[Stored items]
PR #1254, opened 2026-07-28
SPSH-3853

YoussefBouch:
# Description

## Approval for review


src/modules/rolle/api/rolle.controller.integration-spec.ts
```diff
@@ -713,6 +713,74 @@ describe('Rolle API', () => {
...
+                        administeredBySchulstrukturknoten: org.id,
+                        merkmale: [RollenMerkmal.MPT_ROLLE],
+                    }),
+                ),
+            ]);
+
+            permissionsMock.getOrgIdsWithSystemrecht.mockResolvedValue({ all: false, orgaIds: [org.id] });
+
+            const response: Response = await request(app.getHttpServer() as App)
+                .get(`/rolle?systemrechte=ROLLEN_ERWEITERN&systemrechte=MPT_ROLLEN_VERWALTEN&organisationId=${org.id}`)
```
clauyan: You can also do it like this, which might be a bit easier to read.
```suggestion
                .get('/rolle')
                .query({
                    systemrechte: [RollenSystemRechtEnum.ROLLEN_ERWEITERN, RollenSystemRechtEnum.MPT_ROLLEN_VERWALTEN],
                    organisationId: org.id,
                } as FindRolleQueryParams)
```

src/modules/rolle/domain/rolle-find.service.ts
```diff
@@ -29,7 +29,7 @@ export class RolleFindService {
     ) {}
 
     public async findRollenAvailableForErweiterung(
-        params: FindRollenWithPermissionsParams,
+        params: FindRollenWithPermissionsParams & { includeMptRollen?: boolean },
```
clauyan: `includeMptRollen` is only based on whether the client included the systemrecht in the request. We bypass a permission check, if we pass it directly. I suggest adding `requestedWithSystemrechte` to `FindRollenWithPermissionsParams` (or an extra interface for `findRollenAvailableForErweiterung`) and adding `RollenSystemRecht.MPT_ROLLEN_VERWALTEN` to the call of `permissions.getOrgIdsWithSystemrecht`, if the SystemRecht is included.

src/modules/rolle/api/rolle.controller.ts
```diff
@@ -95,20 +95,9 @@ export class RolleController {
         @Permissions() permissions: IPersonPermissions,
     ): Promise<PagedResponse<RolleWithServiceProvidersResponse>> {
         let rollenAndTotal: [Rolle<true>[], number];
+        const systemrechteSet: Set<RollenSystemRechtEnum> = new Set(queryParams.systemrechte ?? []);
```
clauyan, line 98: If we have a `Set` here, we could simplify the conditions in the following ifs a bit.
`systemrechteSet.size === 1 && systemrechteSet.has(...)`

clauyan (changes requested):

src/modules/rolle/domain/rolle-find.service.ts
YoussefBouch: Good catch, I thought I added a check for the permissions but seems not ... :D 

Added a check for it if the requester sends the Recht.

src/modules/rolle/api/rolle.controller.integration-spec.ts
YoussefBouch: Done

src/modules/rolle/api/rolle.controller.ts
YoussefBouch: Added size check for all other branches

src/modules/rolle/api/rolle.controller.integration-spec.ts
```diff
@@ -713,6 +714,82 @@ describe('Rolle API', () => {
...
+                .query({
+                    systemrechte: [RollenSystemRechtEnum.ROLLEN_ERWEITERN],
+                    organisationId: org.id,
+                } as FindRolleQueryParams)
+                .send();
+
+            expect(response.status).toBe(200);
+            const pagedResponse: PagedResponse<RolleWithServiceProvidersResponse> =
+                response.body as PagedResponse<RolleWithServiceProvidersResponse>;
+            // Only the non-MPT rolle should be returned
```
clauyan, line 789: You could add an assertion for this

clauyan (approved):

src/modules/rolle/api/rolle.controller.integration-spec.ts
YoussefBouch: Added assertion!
* * *
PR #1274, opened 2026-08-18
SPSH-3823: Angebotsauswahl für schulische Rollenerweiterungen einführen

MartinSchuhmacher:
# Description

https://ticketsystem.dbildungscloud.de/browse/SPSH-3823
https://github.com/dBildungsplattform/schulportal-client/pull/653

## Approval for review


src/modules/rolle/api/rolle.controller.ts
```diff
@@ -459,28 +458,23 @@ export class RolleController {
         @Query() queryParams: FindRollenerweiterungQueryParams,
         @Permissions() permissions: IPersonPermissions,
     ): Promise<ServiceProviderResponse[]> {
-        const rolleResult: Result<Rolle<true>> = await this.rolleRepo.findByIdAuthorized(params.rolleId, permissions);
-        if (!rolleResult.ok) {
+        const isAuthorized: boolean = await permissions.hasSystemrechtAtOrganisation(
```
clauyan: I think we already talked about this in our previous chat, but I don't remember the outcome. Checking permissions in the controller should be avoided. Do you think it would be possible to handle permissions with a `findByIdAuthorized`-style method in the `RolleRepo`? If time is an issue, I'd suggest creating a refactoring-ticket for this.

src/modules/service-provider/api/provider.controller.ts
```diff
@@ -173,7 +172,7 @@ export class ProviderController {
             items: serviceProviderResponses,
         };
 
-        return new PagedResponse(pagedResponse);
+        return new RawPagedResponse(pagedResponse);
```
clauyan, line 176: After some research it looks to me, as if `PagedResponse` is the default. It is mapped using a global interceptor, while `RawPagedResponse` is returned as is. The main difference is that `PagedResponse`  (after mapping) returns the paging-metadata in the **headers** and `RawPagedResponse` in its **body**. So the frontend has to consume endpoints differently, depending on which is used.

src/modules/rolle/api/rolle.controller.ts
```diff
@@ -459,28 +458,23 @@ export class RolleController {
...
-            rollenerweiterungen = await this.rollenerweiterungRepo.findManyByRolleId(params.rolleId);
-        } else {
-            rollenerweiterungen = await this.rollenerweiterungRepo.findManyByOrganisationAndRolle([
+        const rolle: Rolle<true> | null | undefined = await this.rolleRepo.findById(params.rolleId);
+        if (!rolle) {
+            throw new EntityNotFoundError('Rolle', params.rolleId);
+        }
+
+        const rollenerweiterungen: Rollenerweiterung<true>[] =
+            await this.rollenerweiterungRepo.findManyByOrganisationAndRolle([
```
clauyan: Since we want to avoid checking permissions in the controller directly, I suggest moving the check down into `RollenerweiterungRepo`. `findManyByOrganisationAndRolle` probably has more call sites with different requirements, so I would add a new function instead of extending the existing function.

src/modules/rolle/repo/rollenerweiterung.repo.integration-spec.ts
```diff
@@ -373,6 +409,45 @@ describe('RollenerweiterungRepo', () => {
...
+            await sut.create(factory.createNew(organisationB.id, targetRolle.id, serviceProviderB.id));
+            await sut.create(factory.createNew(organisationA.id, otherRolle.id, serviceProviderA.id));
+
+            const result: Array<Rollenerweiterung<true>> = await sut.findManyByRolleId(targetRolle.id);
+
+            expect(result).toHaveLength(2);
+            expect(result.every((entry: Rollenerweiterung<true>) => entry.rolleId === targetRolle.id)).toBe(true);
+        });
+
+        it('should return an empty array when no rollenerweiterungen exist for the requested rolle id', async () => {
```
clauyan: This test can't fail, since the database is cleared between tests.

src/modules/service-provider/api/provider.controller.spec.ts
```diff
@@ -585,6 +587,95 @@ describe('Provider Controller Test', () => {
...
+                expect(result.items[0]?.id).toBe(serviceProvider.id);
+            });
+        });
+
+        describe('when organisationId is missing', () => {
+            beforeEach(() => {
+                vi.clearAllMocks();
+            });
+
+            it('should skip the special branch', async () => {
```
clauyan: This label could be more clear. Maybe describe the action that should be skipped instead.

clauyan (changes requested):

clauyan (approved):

What you will do
Every line above that holds the string "Promise" should be returned.

Answer
     ): Promise<PagedResponse<RolleWithServiceProvidersResponse>> {
     ): Promise<ServiceProviderResponse[]> {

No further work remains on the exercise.